TASK ITEM: State how many lines in the entries below hold the string "frontend", and give nothing besides that number.

++++ SUPPLIED ENTRIES ++++

PR #84, opened 2017-11-15
Add grub to the FVP manifest

jbech-linaro:
This is a first step in updating EDK2 on FVP. The new way of doing this will include grub. So we can merge this as a standalone patch and later patches would not need to be merged at the "same" time as this patch.

**EDIT** : Actually I need to push more patches to `manifest.git`, i.e., one for updating `ekd2`, so there will still be patches that are dependant on each other and would need to be merged at the same time. So, the comment above doesn't make that much sense due to that.

### DIFF
--- a/fvp.xml
+++ b/fvp.xml
@@ -4,7 +4,7 @@
 	<remote name="busybox" fetch="git://busybox.net" />
 	<remote name="linaro-swg" fetch="https://github.com/linaro-swg" />
 	<remote name="optee" fetch="https://github.com/OP-TEE" />
-	<remote name="landing-teams" fetch="https://git.linaro.org/landing-teams" />
+	<remote name="tianocore" fetch="https://github.com/tianocore" />
 	<remote name="savannah" fetch="https://git.savannah.gnu.org/git" />
 
 	<default remote="optee" revision="master" />
@@ -21,7 +21,8 @@
 	<project remote="arm" path="arm-trusted-firmware" name="arm-trusted-firmware.git" />
 
 	<!-- Tianocore, EDK2 -->
-	<project remote="landing-teams" path="edk2" name="working/arm/edk2.git" revision="16.01" />
+	<project remote="tianocore" path="edk2" name="edk2.git" />
+	<project remote="tianocore" path="edk2-platforms" name="edk2-platforms.git" />
 
 	<!-- Linux kernel -->
 	<project remote="linaro-swg" path="linux" name="linux.git" revision="optee"/>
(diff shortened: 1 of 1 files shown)


jbech-linaro:
Travis fails and I think the reason is that it cannot find commit:
`Linux kernel: 50403184d40d04b3daf140417e031c16c2985eaf`
Why? I suspect it is because we have overwritten the `optee` branch. I.e., that particular commit is on `optee-v4.9-20171027` but you cannot find it on the branch `optee`. So why does this happen? I guess we got the wrong kernel commit in (most) our xml-files on the v2.6.0 release? I believe that means that you cannot checkout the last stable ...

jforissier:
@jbech-linaro regarding the commit that cannot be found, I think your analysis is correct, repo does not seem to be fetching the tags, only the specified branch (`optee`), hence it does not get the desired SHA1. Yet another limitation of `repo`... :open_mouth: (FYI, there is no such issue with git submodules, I checked it).
The solution may be to replace the SHA1 with `refs/tags/optee-v4.9-20171027` in `*_stable.xml`.

jbech-linaro:
I think there are two issues here
1) We stepped up to `v4.12` kernel for the `v2.6.0 release`, i.e, in the `xyz_stable.xml` we should have used `6e954e2f2cbd412f7bc874bb9145f69713194e52` instead of `50403184d40d04b3daf140417e031c16c2985eaf` in our stable xml's.

2) Repo cannot find tags thing: I guess that is true and indeed a limitation. But, I've said it before, I don't like that we just overwrite the `optee` branch without tagging (we've just recently started to tag the commit before doing the overwrite). By not having a "named" tag and just refering to the SHA-1, we are confusing the hxxl out of people and even the tool it self. For example if I go to our Linux tree and want to figure out where is the old tag located I run:
```bash
$ git branch -a --contains 50403184d40d04b3daf140417e031c16c2985eaf
```
And I get nothing. But still I can just do 
```bash
$ git checkout 50403184d40d04b3daf140417e031c16c2985eaf
```
That is **very** confusing and especially if you want to go back in history and try to figure out what has been going on. So, regardless if we are running repo, git submodules or any other tool I think we put/use named tag(s) where possible. I.e., basically in all gits we are controlling (OP-TEE and linaro-swg). For the ones where we are using upstream I guess we have to use either a SHA-1 or a relase tag from the upstream project and cross our fingers that they aren't overwriting their main branch (as we are doing).

vchong:
`Reviewed-by: Victor Chong <victor.chong@linaro.org>`

jbech-linaro:
Thanks @vchong !
Squashed, rebased and tag(s) applied (should be) ready for merge together with https://github.com/OP-TEE/build/pull/211! Thanks!

jbech-linaro:
Thanks @jforissier !

PR #90, opened 2018-01-29
OP-TEE 3.0.0 stable

jbech-linaro:
I let Travis build this ([results](https://travis-ci.org/jbech-linaro/manifest/builds/334664408)). Besides timing out (hitting 50 minutes) on the RPi3 build it seems to work fine. I've done a local test with repo for QEMU v7 and that worked fine (clone, build + xtest).

// Joakim

### DIFF
--- a/am43xx_stable.xml
+++ b/am43xx_stable.xml
@@ -5,15 +5,15 @@
   <remote fetch="https://github.com/OP-TEE" name="optee"/>
   <remote fetch="git://git.ti.com/ti-linux-kernel" name="ti-linux"/>
   <remote fetch="git://git.ti.com/ti-u-boot" name="ti-u-boot"/>
-  <project name="build.git" path="build" remote="optee" revision="refs/tags/2.6.0">
+  <project name="build.git" path="build" remote="optee" revision="refs/tags/3.0.0">
     <linkfile dest="build/Makefile" src="am43xx.mk"/>
   </project>
   <project name="busybox.git" path="busybox" remote="busybox" revision="dbf5a6da6a4295ce26edd1ce34fde567d19afa02"/>
-  <project name="gen_rootfs.git" path="gen_rootfs" remote="linaro-swg" revision="fe617d470e45778c909038bf3e7ca15174a4f893"/>
-  <project name="optee_client.git" path="optee_client" remote="optee" revision="refs/tags/2.6.0"/>
-  <project name="optee_examples.git" path="optee_examples" remote="linaro-swg" revision="refs/tags/2.6.0"/>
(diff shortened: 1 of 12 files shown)


jforissier:
- What about `am43xx_stable.xml`, `am57xx_stable.xml`? I suppose you're not updating them because we have no test report? In which case it sounds reasonable to me.
- What about `hikey960_stable.xml`?

jbech-linaro:
> What about am43xx_stable.xml, am57xx_stable.xml? I suppose you're not updating them because we have no test report? In which case it sounds reasonable to me.
>

Right.

> What about hikey960_stable.xml?

Bummer, that should also be included. I didn't have that in [my copy](https://github.com/jbech-linaro/github_scripts/blob/arch_linux/my_optee_admin_make_stable.sh#L2) of Pascal's script. I'll update the manifest for this platform manually, stay tuned!

igoropaniuk:
@jbech-linaro @jforissier I know that it's a bit late to do it now, but I can test AM57xx for 3.0.0. tag (I thought it was done, I didn't follow all comments about tested platforms. At least for me it would be convenient to have a stable manifest for 3.0.0), it will take 20 minutes.

The differences between DRA7 and AM57xx are minimal, so I don't think there would be any issues

jbech-linaro:
HiKey960 has been added and seems OK.

igoropaniuk:
AM57xx with 3.0.0 tag (without pager enabled)
```
+-----------------------------------------------------
35649 subtests of which 0 failed
68 test cases of which 0 failed
0 test case was skipped
TEE test application done!
```

jbech-linaro:
All xml's (stable) has been updated now.

igoropaniuk:
@jforissier 
> What about am43xx_stable.xml, am57xx_stable.xml? I suppose you're not updating them because we have no test report? In which case it sounds reasonable to me (but I don't think FVP or HiKey Debian have been tested either, have they?, so why update them by that logic).

Just in case, I've checked comments https://github.com/OP-TEE/optee_os/pull/2058, @glneo left R-b tag for all TI SoCs (`plat-ti`)

jforissier:
@igoropaniuk indeed, sorry, I guess I did not realize that `plat-ti` means `am43xx` and `am57xx`!

jbech-linaro:
@igor, @jforissier , it has been tested by @glneo , but still I'm a bit uneasy to add his T-B here, since although related, this is more about testing that things are working with the manifests being updated. I don't know what you are saying? Otherwise, I just need an A-B or R-B here so that I can squash it before merging.

jforissier:
@jbech-linaro I agree, IMO there is no reason to add any T-b here unless someone actually claims having tested this PR on a particular setup. For me this looks OK so:

jbech-linaro:

PR #91, opened 2018-02-16
Switch to GitHub for strace

jforissier:
SourceForge is unreliable [1]. Use GitHub instead.

Change-Id: I73241adf4a0ce9b0a8985914ee4523f1d46e9207
Link: [1] https://travis-ci.org/OP-TEE/build/jobs/342160257#L621-L629
Suggested-by: Joakim Bech <joakim.bech@linaro.org>

### DIFF
--- a/hikey.xml
+++ b/hikey.xml
@@ -6,12 +6,12 @@
 	<remote name="optee" fetch="https://github.com/OP-TEE" />
 	<remote name="savannah" fetch="git://git.savannah.gnu.org" />
 	<remote name="96b-hk" fetch="https://github.com/96boards-hikey" />
-	<remote name="sfnet" fetch="git://git.code.sf.net/p/strace" />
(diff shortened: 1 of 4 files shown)


jenswi-linaro:

jbech-linaro:

jforissier:
Note: fixed wrong URL in `qemu_v8.xml` (extra `/strace`).

jbech-linaro:
Not related to this PR and I'm not sure if repo will be used in the future, but since more and more gits are cloned directly from GitHub we could also in the future consider to reduce the amount of remotes to just use "github" as one remote replacing all individual GitHub remotes we are currently using. In that case you use a longer `name` instead (the full GitHub name). Then it would look something like I've done [here](https://github.com/jbech-linaro/manifest/blob/v8m/default.xml).

jforissier:
@jbech-linaro yep that would be good

PR #96, opened 2018-03-13
No upstream tracking

jbech-linaro:
Misc changes to all manifests and how we are working with them. Note, this is a manual copy/paste from the 3.0.0 tag, so it will probably take some iterations until everything builds and I'm letting Travis do the builds for me. So, therefore, ignore reviewing this until I think it is worth  reviewing.

Also, when this works, we need to update the instructions in build.git and a few other places (I will do that).

// Joakim


jbech-linaro:
@jforissier @vchong , I think this is ready for review now.

**Tests**:
- I have tested this on QEMU v7, QEMU v8, FVP and I've done a local build for HiKey 6220 to see that it compiles without errors. Having that said, I cannot run xtest on my HiKey, since my HiKey is being used in the HAB-setup and I no more HiKey's.
- Travis has built it "almost" successfully in [build#151](https://travis-ci.org/OP-TEE/manifest/builds/353743743). I cannot figure out why it says `QEMU v8` failed. I cannot see any issues in the log and after seeing that I did build it locally and that went fine (as well as running `xtest`).

**Changes**:
This patch set contains quite big and many changes.

1. **Stable release XML's are gone**. I'm going to update the instructions in build.git in a new PR telling how to get the old versions (and I have a new strategy for future releases).
2. Without asking anyone I have **deprecated the support for HiKey Debian and MTK8173**. 
3. I've **tweaked .travis.yml** so it has been cleaned up a bit and behaves a bit better in general. The ccache tweaks made no big difference, but I could see some improvements.
4. **Added guidelines and rules to a README.md**, so we have better control of how manifest XML's should be partitioned (this makes diff manifests much easier).
5. **Tagged all gits but the OP-TEE ones that are tracking `master`**. The initial patches in the series uses the `SHA1's` that was `HEAD` when I started this work. In later commits, I have replaced them with `refs/tags/foobar`. It was a pain in the .... to find those (and because of using tags, some gits are now using older commits than the revision used before this PR, but ... things still are working).
6. Changed **all manifest to mainly use GitHub as the default remote**. So now there are just one or two remotes in all xml-files.
7. **Added `clone-depth="1"` to all `refs/{tags/heads}/foobar`**, to save bandwidth and clone time.

// Joakim

.travis.yml
```diff
@@ -42,6 +41,8 @@ env:
   - $REPO_PROJ=rpi3
 
 before_script:
+  - export CCACHE_BASEDIR=$HOME/.ccache
```
jforissier: Does not sound good. `CCACHE_BASEDIR` is supposed to be a parent (prefix) of the build directory, so that more cache hits are observed when building the same tree under a different top-level directory.

Have you tried setting it to `$HOME/$REPO_PROJ`? That should increase cache hits by sharing files built for different platforms but with the same sources and compiler.

jbech-linaro:
Found the issue with QEMU v8 ([here](https://travis-ci.org/OP-TEE/manifest/jobs/353809205#L710-L713)), strange that I cannot see that when building locally, anyhow, now I know what to fix.

default.xml
```diff
@@ -13,14 +13,14 @@
         </project>
 
         <!-- linaro-swg gits -->
-        <project path="bios_qemu_tz_arm"   name="linaro-swg/bios_qemu_tz_arm.git" />
-        <project path="linux"              name="linaro-swg/linux.git" revision="optee"/>
```
jforissier: The problem with that is we're losing the branch information. So when someone wants to try out "the latest version", he does not know what to checkout. The solution to this may be to add a comment with the name of the branch.

[git submodules handle this much better, because you can specify the upstream branch to be used by `git submodule update --remote`, while the stored SHA1 will be used when `--remote` is not given].

jforissier:
@jbech-linaro maybe you have the libdtc dev package installed...

jbech-linaro:
> @jbech-linaro maybe you have the libdtc dev package installed...

Yes, I have that because of the apt-get dependencies in build.git and most distros have a device tree compile not from the stone age. So, I'm going to send another patch, one that removes it from the qemu_v8.xml and then we still get it for Travis using submodules in .travis.yml.

jforissier:
@jbech-linaro sounds reasonable. For "qemu v8: remove dtc as project":

.travis.yml
jbech-linaro: `CCACHE_BASEDIR`, you are right! This is wrong, I will fix. I should be either `$HOME` or probably even better as you said, `$HOME/$REPO_PROJ`.

default.xml
jbech-linaro: Yeah, this is what it is and initially I had exactly this in my commits, but I got rid of it later on since I was planning to add a comment in the documentation (either manifest or build.git, the former is probably better) about how to figure out the branch and tag corresponding to a commit. I think I prefer referring to that instead of cluttering down manifests with additional comments.
```bash
# Tag
$ git describe --tags `git rev-parse HEAD` --abbrev=0

# Branch
$ git branch -a --contains `git rev-parse HEAD`
```

jforissier: OK. `git rev-parse HEAD` is not needed, although you might want to keep just `HEAD` in the second line because otherwise it looks strange this `--contains` followed by nothing...

jbech-linaro: The `describe`-command is kind of misleading, since it gives you the tag closest to this. I.e, the commit is most likely **not** included in that tag. But the `branch`-command gives correct information.

jbech-linaro: > OK. git rev-parse HEAD is not needed

True, I used this yesterday when running a script, `HEAD` or just simply the `SHA1` in question is sufficient.

jforissier: HEAD is the default so it may be omitted

jbech-linaro: Right, but for the one looking at a manifest-xml, he will see a commit, so the `SHA1` must at least be mentioned. Anyhow, I'll add something about it as a documentation patch in a separate PR.

jbech-linaro:

PR #99, opened 2018-04-03
hikey: step up Arm-TF and atf-fastboot to match l-loader

jbech-linaro:
After pinning all git's but OP-TEE and at the same time introducing the new l-loader (using recovery.bin) we introduced a flash regression for HiKey. This also affected [HAB](https://github.com/jbech-linaro/hikey_auto_boot/tree/webserver_python3) which forced me to turn HAB off temporarily. The fix was pretty easy though. It turned out that we needed to step up both Arm-TF and atf-fastboot to make be in sync with l-loader.


jenswi-linaro:

jbech-linaro:

PR #5684, opened 2024-12-03
5602 create feedback form table

### LINKED ISSUE #5602: Create a feedback_form table
New table with fields:

|Field | Type | 
|---------|---|
| id | String
reply_email | String
body | String
created_datetime | NaiveDatetime
user_id | String
store_id | String
site_id | String

This PR should include create a new migration for this table, and implement the repository layer (i.e. feedback_form and feedback_form_row files)

You'll also need to create a new `Changelog` type for the `feedback_form`. This will require an extra piece in the migration, just for postgres. See example here: 

https://github.com/msupply-foundation/open-msupply/blob/c3b6c04ea08aee398738272a14d8994633f1d9af/server/repository/src/migrations/v2_04_00/add_bundled_item_table.rs#L24-L32

noel-yeldos:
Fixes #5602 

# 👩🏻‍💻 What does this PR do?
Create repository layer for ~feedbackform~ contact_form table and add migration for table

Thanks to team Korimako for jamming to get this one over the line!

# 🧪 Testing

- [ ] Cargo run
- [ ] Check that ~feedbackform~ contact_form table is in db file

# 📃 Documentation

  1.
  2.


server/repository/src/migrations/v2_05_00/mod.rs
```diff
@@ -0,0 +1,44 @@
...
+
+#[cfg(test)]
+#[actix_rt::test]
+async fn migration_2_05_00() {
+    use v2_04_00::V2_04_00;
+
+    use crate::migrations::*;
+    use crate::test_db::*;
+
+    let previous_version = V2_04_00.version();
```
lache-melvin, line 31: Just need to update this, the previous version is actually `V2_04_01`, so that is what we should test upgrading from 🙏

lache-melvin (changes requested):
Looking good! Just the test to fix up 🚀

server/repository/src/migrations/v2_05_00/mod.rs
noel-yeldos: Done!

lache-melvin (changes requested):
We can come back to this next week, but the next steps here are:

- [ ] Change `feedback_form` to `contact_form`
- [ ] Add new `contact_type` field to `FeedbackFormRow` (enum `Feedback` | `Support`)
- [ ] Add new column in the `contact_form` migration
- [ ] Add migration for the postgres enum (like the `indicator_value_type` enum defined [here](https://github.com/msupply-foundation/open-msupply/blob/develop/server/repository/src/migrations/v2_04_00/indicator_line_column_create_tables.rs))

server/repository/src/migrations/v2_05_00/add_contact_form_table.rs
```diff
@@ -0,0 +1,57 @@
...
+            r#"
+                CREATE TABLE contact_form (
+                    id TEXT NOT NULL PRIMARY KEY,
+                    reply_email TEXT NOT NULL,
+                    body TEXT NOT NULL,
+                    created_datetime {DATETIME} NOT NULL,
+                    user_id TEXT NOT NULL REFERENCES user_account(id),
+                    store_id TEXT NOT NULL REFERENCES store(id),
+                    site_id TEXT NOT NULL,
+                    contact_type {contact_type}
```
lache-melvin, line 40:
```suggestion
                    contact_type {contact_type} NOT NULL
```

lache-melvin (changes requested):
Looks great Noel, thank you! 

One requested change to make the contact form column `NOT NULL` (we should only not include the `NOT NULL` piece if the field will be an `Option<SomeType>`)

lache-melvin (approved):
Mean thanks Noel, merge when ready 🔥

PR #5706, opened 2024-12-04
Reduce apk size

jmbrunskill:
Fixes #

# 👩🏻‍💻 What does this PR do?

Migrates the changes for building 64 bit only android from 2.4
Adds the `opt-level = "s"` flag to reduce the compiled build size...

Here's an APK to try out
https://drive.google.com/file/d/14oAuLnzkPlEvUDEP8LGoIW5-goWcWNgD/view?usp=sharing

# 🧪 Testing

- [ ] Check that the apk installs, syncs and generally doesn't have any problems.

# 📃 Documentation

  1.
  2.

### DIFF
--- a/client/packages/android/app/src/main/jniLibs/armeabi-v7a/.gitignore
+++ b/client/packages/android/app/src/main/jniLibs/armeabi-v7a/.gitignore
@@ -1,2 +1,0 @@
-*
-!.gitignore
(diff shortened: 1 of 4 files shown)


andreievg (approved):
Looks good to me, I think it's worth adding a remove command for the .so in the build scrip ¯\_(ツ)_/¯

PR #5714, opened 2024-12-08
Add comments for FE filter

### LINKED ISSUE #5624: Move program_indicator filtering from FE to BE and filter inactive records on generation

As a rough solution to a half cooked feature I put some filtering of program indicators in the frontend rather than backend. This is bad because the same filtering would be required for internal orders when we do that, and it's very easy to forget all the places you need to do it in the FE (or at least FE should be refactored to do it a different way than I have 😉).

The more I looked at it, the more confused I was about the correct way to do it in the backend, hence the frontend kludge.

There are several things to consider when filtering program_indicators and the related tables:

- [ ] When creating a program requisition we should 
  - [x] exclude inactive program indicators [(we do this here currently, but might be problematic)](https://github.com/msupply-foundation/open-msupply/blob/b0f700726a298317e4466a8fca9bd46187680dae/server/repository/src/db_diesel/program_indicator.rs#L56)
  - [x] exclude inactive indicator_lines (we don't do this, and need to take care to not filter inactive for _past_ requisitions querying for display in FE)
- [ ] When creating API response for program indicators display on a requisition
  - [ ] Ignore any `is_active` fields - we need the representation of indicators from the time that period is relevant to, so what was generated at the time the requisition was made.
  - [ ] We should include only program_indicators and relating tables if the relevant period **period** has any indicator values
  - [ ] We should include only the indicator_lines that have at least 1 related indicator_value

Both the generation and the gql API use the program_indicators service, which means care needs to be taken when implementing filtering to make sure that it effects each appropriately. Perhaps they should not use the same service, and the repo layer should allow overriding the default filtering out of program_indicators. GLHF.

It's logically a bit messy. I might be cooked. Above is a guide, but could be a better approach!

fergie-nz:
Fixes #5624

Also related to [docs changes](https://github.com/msupply-foundation/msupply_docs/pull/130)

# 👩🏻‍💻 What does this PR do?

Adds comment to explain presence of front end filtering for when values don't exist

# 🧪 Testing

No functional changes. No testing required

# 📃 Documentation

Docs updated in linked PR.

### DIFF
--- a/client/packages/requisitions/src/ResponseRequisition/DetailView/IndicatorEdit/IndicatorEditPage.tsx
+++ b/client/packages/requisitions/src/ResponseRequisition/DetailView/IndicatorEdit/IndicatorEditPage.tsx
@@ -39,7 +39,8 @@ export const IndicatorEditPage = () => {
   const currentLineAndColumns = linesAndColumns.find(
     l => l.line.id == programIndicatorLineId
   );
-  // Lines may be added to a program_indicator after the requisition was made. We need to hide them, as they're not valid or necessary for past requisitions.
+  // Should only include indicators if they have at least one column with a value
+  // Filtering for !value done on FE because values are queried via loader
   const populatedLines = linesAndColumns.filter(l =>
     l.columns.find(c => c.value)
   );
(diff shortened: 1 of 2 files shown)


roxy-dao (approved):
Thanks~

PR #5700, opened 2024-12-04
5643 refactor prescription hooks

CarlosNZ:
Fixes #5643

# 👩🏻‍💻 What does this PR do?

Should be no noticeable changes in user experience.

Refactor hooks using new pattern. New hooks are:

- `usePrescription` -- manages state and provides database methods for a single prescription
- `usePrescriptionList` -- provides query/data for the prescription list
- `usePrescriptionDelete` -- provides "delete" database method. Didn't incorporate into the previous hooks as deletion of prescriptions is available from both the List and Details pages
- `usePrescriptionLines` -- provides database methods for create/updates/delete of individual prescription lines. I didn't fully manage the draft state in this hook, as the logic in the existing `useDraftPrescriptionLines` is pretty complicated and interacts with a whole bunch of other things, so I left it alone and just used the hook to provide the database mutations.

## 💌 Any notes for the reviewer?
See inline comments.

# 🧪 Testing

Basically just do Prescription stuff (create, delete, edit, add/remove lines, etc) and see if anything breaks or behaves unexpectedly.

Should also test the "Prescription" component in Encounters if possible as that also uses these hooks.

PR #5715, opened 2024-12-08
5643(2) Re-use usePatchState hook

### LINKED ISSUE #5643: Update prescriptions to use new Hook Pattern

CarlosNZ:
Fixes #5643 -- part 2

# 👩🏻‍💻 What does this PR do?

Putting this in a separate PR just to avoid making [the earlier one](#5700) even larger!

Created the `usePatchState` hook as part of that one since we're re-using this exact logic in several places. This PR just replaces the other implementations with the hook version to reduce duplication. Should be no functionality changes.

# 🧪 Testing

- [ ] Confirm no regressions in:
  - [ ] Vaccine course modal
  - [ ] Stock line edit


client/packages/programs/src/VaccineCourseEditModal/VaccineCourseEditModal.tsx
```diff
@@ -147,6 +145,7 @@ export const VaccineCourseEditModal: FC<VaccineCourseEditModalProps> = ({
       error(t('error.failed-to-save-vaccine-course'))();
       console.error(e);
     }
+    resetDraft();
```
jmbrunskill, line 148: Do we want to reset if there's an issue saving? Sounds like potential data loss? Shouldn't this be next to the `success()` message?

jmbrunskill (approved):
Looks good to me, just that one potential issue with the resetState().

I'll let you fix it or convince yourself it's not needed...

client/packages/programs/src/VaccineCourseEditModal/VaccineCourseEditModal.tsx
CarlosNZ: Yeah, fair point. I've moved it up into the "Success" condition: ac9f263f8e

(It actually previously had the `setIsDirty(false)` at the top of this method, so would have had a similar problem previously -- good spotting)

PR #5716, opened 2024-12-09
5599 adjust settings page permissions

### LINKED ISSUE #5599: Adjust permissions for the Settings page
Currently the settings section ~~(now `Help`)~~ is restricted to only users with server admin permission. However, we now wish to open up the settings to users so that they can edit display settings.

- [ ] Make the ~~`Help`~~ `Settings` link in the AppDrawer visible to all
- [ ] Make these accordion sections hidden, unless you have the ServerAdmin permission 
  - [ ] Synchronisation
  - [ ] Support
  - [ ] Devices
  - [ ] Configuration
- [ ] The `Display Settings` section should always be visible, but hide these elements for non-ServerAdmins 
  - [ ] Custom theme
  - [ ] Custom logo

Image

zachariah-at-msupply:
Fixes #5599

# 👩🏻‍💻 What does this PR do?

- Makes the Settings icon in the app drawer available to every user.
- Hides all of the Settings sections except Display settings from every non-admin.
- Hides all the Display settings except the Language settings from every non-admin.

image

Is it secure: could a malicious party force the custom theme or logo sections, or other settings sections, to be visible somehow?

# 🧪 Testing

[ ] log in as an admin and check that all settings sections are visible

[ ] log in as a user with minimum permissions and check that the setting icon is available, but ONLY display settings are visible, and within those settings only language is visible.

# 📃 Documentation

[x] **Part of an epic**: documentation will be completed for the feature as a whole

### DIFF
--- a/client/packages/host/src/Admin/DisplaySettings.tsx
+++ b/client/packages/host/src/Admin/DisplaySettings.tsx
@@ -7,6 +7,8 @@ import {
   useTranslation,
   useNotification,
   LocalStorage,
+  useAuthContext,
+  UserPermission,
 } from '@openmsupply-client/common';
 import { themeOptions } from '@common/styles';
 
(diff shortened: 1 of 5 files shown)


lache-melvin (approved):
Looks great, thanks Zachariah 🚀 

Yep this is sufficiently secure, the content is not rendered at all if you don't have the permission (as opposed to hidden by CSS styles which could be removed 😁)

++++

REPLY TO THE TASK: 2